**WORK REQUIRED:**
Would you return, word for word, the lines of the data below from the line with "can do that." through the line with "Dear @dschwen and Moose", and no others?

======

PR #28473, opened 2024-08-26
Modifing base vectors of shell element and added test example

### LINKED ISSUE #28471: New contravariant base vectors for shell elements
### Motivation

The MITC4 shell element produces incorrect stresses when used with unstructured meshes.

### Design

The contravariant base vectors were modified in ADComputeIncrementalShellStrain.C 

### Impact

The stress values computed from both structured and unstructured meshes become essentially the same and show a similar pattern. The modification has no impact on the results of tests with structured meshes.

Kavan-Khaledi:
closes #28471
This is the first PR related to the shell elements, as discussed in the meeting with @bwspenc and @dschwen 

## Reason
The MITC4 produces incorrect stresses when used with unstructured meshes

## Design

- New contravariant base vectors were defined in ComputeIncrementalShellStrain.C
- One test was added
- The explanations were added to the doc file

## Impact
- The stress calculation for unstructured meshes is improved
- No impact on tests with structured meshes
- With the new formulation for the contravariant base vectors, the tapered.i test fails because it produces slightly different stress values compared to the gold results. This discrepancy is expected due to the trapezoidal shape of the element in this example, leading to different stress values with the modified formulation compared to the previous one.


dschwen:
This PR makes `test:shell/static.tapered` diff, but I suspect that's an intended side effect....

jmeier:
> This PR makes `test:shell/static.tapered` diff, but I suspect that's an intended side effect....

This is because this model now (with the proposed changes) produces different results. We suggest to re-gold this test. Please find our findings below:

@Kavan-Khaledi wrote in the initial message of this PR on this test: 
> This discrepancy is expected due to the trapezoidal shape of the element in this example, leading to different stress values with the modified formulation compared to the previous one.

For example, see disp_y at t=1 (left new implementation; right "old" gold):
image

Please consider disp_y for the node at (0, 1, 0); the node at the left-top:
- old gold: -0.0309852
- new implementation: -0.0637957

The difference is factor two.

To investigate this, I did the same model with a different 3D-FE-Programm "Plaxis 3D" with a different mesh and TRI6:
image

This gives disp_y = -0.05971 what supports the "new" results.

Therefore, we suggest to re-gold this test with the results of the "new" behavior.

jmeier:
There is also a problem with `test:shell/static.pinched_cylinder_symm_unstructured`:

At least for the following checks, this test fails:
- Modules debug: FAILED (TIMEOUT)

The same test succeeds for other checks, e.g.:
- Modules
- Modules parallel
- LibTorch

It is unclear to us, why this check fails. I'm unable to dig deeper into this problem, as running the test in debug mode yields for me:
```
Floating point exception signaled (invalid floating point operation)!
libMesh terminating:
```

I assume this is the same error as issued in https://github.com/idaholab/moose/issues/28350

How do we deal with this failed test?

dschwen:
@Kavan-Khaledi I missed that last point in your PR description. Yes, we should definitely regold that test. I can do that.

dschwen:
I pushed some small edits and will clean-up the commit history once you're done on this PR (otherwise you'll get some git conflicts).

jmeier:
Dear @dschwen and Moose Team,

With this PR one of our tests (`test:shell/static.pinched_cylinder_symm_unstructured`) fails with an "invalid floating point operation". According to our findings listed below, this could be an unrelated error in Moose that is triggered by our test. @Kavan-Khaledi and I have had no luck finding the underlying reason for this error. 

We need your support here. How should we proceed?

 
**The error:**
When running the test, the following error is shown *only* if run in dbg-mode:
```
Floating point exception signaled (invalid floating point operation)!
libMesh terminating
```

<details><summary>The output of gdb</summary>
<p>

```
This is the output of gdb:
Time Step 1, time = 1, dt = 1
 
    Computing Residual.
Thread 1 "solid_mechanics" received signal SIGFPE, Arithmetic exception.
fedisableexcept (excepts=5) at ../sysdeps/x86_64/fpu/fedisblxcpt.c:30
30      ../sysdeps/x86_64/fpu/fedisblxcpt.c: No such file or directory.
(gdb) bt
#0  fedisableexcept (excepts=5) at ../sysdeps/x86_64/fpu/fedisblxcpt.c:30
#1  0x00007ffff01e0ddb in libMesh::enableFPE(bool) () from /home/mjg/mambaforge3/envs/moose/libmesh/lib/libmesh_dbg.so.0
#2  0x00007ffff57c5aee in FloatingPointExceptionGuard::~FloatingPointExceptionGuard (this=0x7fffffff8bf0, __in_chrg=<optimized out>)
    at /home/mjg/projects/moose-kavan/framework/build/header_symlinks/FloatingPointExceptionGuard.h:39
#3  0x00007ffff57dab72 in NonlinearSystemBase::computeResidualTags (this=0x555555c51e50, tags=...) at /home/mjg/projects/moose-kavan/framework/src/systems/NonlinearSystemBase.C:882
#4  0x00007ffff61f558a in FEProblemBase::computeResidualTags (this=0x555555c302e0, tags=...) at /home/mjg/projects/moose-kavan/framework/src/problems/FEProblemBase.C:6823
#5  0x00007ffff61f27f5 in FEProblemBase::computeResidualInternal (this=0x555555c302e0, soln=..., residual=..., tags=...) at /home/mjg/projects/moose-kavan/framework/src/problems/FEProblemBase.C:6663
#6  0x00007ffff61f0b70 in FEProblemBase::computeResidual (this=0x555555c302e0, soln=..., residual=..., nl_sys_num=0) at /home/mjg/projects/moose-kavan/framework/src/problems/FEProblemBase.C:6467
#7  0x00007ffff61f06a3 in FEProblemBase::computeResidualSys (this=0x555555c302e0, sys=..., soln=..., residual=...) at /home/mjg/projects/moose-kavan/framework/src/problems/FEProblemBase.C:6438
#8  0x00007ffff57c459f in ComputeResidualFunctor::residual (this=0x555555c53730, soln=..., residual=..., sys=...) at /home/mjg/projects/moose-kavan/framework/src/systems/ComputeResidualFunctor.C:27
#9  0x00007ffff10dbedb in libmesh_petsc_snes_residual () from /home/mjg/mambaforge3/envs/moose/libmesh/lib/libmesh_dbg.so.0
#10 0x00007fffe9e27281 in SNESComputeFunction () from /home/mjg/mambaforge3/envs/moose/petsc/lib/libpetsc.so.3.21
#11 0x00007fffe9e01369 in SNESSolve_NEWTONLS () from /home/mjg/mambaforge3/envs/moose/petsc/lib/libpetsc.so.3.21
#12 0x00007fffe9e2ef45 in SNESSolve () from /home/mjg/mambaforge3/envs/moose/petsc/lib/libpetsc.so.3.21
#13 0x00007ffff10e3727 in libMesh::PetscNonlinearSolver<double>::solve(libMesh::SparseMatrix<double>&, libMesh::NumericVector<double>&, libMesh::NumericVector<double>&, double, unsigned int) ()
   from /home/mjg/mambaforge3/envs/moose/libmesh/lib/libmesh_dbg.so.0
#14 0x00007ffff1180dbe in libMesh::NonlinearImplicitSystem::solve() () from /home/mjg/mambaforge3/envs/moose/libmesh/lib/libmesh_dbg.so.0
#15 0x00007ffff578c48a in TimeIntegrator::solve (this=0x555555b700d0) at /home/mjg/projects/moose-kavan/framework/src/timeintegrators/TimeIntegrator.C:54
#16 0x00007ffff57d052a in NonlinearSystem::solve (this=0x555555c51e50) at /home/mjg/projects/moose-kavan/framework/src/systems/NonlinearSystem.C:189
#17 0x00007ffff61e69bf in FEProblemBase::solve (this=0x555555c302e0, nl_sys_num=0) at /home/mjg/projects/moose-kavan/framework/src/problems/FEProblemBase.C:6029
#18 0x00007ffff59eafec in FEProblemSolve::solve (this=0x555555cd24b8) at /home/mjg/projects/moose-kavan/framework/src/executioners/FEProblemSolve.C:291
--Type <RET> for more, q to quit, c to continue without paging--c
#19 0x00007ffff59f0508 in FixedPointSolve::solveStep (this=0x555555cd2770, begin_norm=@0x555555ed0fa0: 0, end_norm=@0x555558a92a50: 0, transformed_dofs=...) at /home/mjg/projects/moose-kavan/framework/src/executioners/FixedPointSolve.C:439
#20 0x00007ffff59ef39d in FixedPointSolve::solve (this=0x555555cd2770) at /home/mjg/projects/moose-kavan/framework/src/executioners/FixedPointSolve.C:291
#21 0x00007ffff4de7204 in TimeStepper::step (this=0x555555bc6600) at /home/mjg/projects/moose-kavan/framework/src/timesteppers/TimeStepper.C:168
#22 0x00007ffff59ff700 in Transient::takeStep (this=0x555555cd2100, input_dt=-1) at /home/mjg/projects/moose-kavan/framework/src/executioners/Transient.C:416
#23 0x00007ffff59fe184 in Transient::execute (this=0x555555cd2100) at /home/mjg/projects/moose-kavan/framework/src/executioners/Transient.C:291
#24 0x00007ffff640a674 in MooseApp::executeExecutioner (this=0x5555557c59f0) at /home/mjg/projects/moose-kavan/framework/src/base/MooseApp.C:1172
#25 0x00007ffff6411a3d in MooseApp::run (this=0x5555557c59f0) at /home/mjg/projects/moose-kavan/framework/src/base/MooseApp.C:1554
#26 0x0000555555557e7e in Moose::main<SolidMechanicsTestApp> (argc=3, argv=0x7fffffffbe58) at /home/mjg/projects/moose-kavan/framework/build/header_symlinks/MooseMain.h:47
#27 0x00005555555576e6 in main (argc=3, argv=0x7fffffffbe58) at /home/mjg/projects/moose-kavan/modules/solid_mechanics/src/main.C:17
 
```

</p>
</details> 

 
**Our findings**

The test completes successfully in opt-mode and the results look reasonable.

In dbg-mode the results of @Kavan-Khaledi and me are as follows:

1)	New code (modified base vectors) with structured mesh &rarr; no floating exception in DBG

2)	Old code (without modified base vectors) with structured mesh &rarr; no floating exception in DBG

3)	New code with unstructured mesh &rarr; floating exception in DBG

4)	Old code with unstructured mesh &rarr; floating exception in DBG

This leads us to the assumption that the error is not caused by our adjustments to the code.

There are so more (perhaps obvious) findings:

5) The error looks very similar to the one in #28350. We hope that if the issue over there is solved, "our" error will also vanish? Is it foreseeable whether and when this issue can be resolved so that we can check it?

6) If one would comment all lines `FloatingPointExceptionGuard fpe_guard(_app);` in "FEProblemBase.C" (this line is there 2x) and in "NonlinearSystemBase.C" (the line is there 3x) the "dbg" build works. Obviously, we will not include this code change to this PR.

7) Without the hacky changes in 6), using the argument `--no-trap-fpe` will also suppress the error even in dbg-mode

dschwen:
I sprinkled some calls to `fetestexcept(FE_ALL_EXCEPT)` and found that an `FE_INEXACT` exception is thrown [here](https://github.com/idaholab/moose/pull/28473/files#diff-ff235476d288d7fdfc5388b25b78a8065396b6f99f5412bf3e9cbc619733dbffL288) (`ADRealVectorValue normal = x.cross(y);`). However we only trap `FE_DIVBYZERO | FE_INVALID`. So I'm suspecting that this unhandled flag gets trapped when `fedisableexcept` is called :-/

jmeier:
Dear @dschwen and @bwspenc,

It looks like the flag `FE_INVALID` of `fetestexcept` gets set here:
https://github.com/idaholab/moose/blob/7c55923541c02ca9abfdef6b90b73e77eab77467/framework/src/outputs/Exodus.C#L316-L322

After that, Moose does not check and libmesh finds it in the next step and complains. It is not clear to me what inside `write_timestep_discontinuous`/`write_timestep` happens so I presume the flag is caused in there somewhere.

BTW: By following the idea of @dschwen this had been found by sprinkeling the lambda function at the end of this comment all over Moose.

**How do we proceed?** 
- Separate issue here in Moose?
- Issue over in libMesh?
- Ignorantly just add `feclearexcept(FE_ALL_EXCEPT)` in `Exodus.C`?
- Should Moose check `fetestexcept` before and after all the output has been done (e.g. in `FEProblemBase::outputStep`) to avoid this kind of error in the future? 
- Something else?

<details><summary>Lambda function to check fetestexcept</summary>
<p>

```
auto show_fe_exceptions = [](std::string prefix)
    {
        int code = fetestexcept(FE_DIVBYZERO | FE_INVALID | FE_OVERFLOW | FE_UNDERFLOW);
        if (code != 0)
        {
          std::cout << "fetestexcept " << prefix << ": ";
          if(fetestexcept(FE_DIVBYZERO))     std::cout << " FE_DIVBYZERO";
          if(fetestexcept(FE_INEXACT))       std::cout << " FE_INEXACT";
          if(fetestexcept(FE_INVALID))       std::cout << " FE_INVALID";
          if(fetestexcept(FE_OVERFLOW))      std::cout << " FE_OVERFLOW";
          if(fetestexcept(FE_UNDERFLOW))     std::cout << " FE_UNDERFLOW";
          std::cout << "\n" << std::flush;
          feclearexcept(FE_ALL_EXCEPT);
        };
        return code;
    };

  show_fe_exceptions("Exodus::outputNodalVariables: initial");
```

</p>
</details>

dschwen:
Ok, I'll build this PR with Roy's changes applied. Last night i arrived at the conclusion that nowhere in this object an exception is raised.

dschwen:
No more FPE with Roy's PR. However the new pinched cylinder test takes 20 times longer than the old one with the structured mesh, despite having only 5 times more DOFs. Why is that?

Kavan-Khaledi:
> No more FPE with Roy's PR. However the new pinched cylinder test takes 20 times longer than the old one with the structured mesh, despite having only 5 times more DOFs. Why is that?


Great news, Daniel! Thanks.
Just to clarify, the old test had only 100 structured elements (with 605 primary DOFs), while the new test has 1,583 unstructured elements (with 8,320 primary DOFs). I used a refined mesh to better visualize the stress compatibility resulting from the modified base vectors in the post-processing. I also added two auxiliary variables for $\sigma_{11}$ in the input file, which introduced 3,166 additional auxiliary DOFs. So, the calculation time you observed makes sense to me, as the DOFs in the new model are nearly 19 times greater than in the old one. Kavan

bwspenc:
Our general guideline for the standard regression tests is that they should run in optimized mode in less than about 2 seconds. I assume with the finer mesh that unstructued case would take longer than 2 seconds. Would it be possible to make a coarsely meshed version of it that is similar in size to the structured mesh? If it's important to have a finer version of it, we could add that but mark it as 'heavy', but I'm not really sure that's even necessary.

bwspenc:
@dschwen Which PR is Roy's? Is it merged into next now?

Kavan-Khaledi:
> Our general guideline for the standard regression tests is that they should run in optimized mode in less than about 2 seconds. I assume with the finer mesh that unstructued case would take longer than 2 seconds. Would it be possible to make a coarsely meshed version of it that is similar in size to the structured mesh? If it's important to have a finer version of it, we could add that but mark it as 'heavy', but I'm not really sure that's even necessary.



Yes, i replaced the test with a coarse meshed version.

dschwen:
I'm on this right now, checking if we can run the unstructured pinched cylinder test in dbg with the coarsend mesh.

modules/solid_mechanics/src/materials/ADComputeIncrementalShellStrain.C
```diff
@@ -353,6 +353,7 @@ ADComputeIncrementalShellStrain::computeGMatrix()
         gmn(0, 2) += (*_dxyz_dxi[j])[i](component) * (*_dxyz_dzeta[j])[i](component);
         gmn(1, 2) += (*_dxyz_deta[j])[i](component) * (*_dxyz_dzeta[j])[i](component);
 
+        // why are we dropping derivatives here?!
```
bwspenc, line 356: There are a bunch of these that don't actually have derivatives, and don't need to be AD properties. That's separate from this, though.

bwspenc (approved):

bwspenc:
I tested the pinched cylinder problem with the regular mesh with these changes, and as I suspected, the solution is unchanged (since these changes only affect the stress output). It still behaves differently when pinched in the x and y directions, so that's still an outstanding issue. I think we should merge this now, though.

======

**TASK SOLUTION:**
@Kavan-Khaledi I missed that last point in your PR description. Yes, we should definitely regold that test. I can do that.

dschwen:
I pushed some small edits and will clean-up the commit history once you're done on this PR (otherwise you'll get some git conflicts).

jmeier:
Dear @dschwen and Moose Team,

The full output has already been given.